Marktleistung vorrangig berücksichtigen
Entscheidend für den Landwirt bei der Sortenwahl sind letztendlich die Markterlöse, die sich aus Kornertrag und Ölgehalt zusammensetzen. In den aufgeführten Darstellungen der Landessortenversuche Winterraps soll das Augenmerk daher vornehmlich auf die Marktleistungen der jeweiligen Sorten in den verschiedenen Anbauregionen gelegt werden. Die Preiszuschläge für hohe Ölgehalte sind daher monetär von großer Bedeutung. Die hier dargestellte relative Marktleistung setzt sich aus den Erträgen und den Ölgehalten inklusive Preisaufschlägen von 1,5 Prozent je Prozent Ölgehalt bei 9 Prozent Feuchte und 2 Prozent Besatz zusammen. Für die Berechnungen der relativen Marktleistung wurde für die aktuelle Ernte ein Preis von 34,50 € je Dezitonne inklusive Mehrwertsteuer angenommen. Die unterschiedlichen Saatgutpreise von Hybrid- und Liniensorten wurden bei der Berechnung der Marktleistung ebenfalls berücksichtigt. Für Hybridsaatgut kommt ein Aufschlag von 50 € je Hektar zum Ansatz. Die Berücksichtigung dieser Mehrkosten führt in der Berechnung letztlich von der Marktleistung zur bereinigten Marktleistung.
Ergebnisse der Sorten
In den diesjährigen Versuchen erreichen viele neue Sorten ein sehr erfreuliches Ertragsergebnis.

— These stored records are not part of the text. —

PR #529, opened 2018-10-02
Automation of router tests

schituku:
-- run the router test
-- analyze the results
-- copy them to pbench server
-- generate graphs for the results


mffiedler:
Verified tests run successfully and graphs are generated.   Data looks reasonable to me.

So können vor allem Arazzo und Bender in allen Regionen überzeugen. Alvaro KWS erreichte auf den Sandböden Nordwest und auf den Lehmböden sehr gute Erträge. Von den zwei- und mehrjährig geprüften Sorten erreichten vor allem Penn in allen Regionen und DK Exstorm, Arabella und Hybrirock in den Regionen Sand, Lehm und Höhenlagen sehr gute Erträge. Durch hohe Ölgehalte zeichnen sich generell die Sorten Bender, Raptor, PR46W20, Mentor und Raffiness aus. Die mehrjährige Beurteilung wird auf Basis der Marktleistung vorgenommen.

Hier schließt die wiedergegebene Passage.